(Saved data entries)
# # #
PR #243, opened 2019-08-28
[Chua Sim Nee] Duke Increments

SimNee:


src/main/java/Command.java
```diff
@@ -0,0 +1,109 @@
...
+     * @param storage Storing the text files and updating it
+     * @throws DukeException Exception cases
+     * @throws IOException Unexpected exception cases
+     */
+    public void execute(TaskList taskList, UI ui,Storage storage) throws DukeException, IOException {
+        storage.LoadFile();
+        ui.printGreeting();
+        String TaskLine = ui.readCommand();
+        Parser parser = new Parser();
+        outLoop:
```
halfwhole, line 16: This `execute` method here seems to be the method that drives the entire program -- it contains the while loop that reads the input command and then does the appropriate things with `ui` and `taskList`, depending on what input it is. Might it be better to place this driver loop in the `Duke` class instead?

Also considering that there are really different types of commands (bye, list, done, todo, etc.), perhaps it could be helpful to create subclasses (e.g. `ListCommand`) that inherit from the `Command` class, and implement their own `execute` method (that does the appropriate thing with `ui` and `taskList` depending on what command it is).

halfwhole (commented):
There seems to be a lot of javadoc and other miscellaneous files here! I'm not 100% sure of the requirements, but I don't think they need to be included in the PR?

src/test/TaskListTest.java
```diff
@@ -0,0 +1,56 @@
+import org.junit.jupiter.api.Test;
+
+import static org.junit.jupiter.api.Assertions.*;
```
ernestyyh, line 3: Perhaps you could consider explicitly listing out the imported methods from the Assertions class. This would make it clearer.

src/test/TaskListTest.java
```diff
@@ -0,0 +1,56 @@
...
+
+class TaskListTest {
+    TaskList taskListTest = new TaskList();
+    @Test
+    void add() {
```
ernestyyh, line 8: Perhaps the test methods could be more descriptive? For example taskList_add()?

src/main/java/UI.java
```diff
@@ -0,0 +1,128 @@
...
+        this.sc = sc;
+    }
+
+    public String readCommand() {
+        sc = new Scanner(System.in);
+        return sc.nextLine();
+    }
+
+    public void printGreeting() {
+        String logo = "   _     _      _     _      _     _       _     _      _     _      _     _      _     _   \n" +
```
ernestyyh: Wow. That's an interesting and very detailed logo for your chatbot.

src/main/java/UI.java
```diff
@@ -0,0 +1,128 @@
...
+        int count = 1;
+        for (int i = 0; i < findList.size(); i++) {
+            Task t = findList.get(i);
+            System.out.println(count + "." + t.toString());
+            count++;
+        }
+        System.out.println("____________________________________________________________\n");
+    }
+
+    public void throwInputError(String taskType) throws DukeException {
```
ernestyyh: Perhaps you could store pretty printing elements (e.g. the line segmentation) as a constant in the class?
# # #
• **ACTIVITY**: Among the lines above, please count those that contain the string "throws" and write the number by itself.

• **SOLUTION**: 4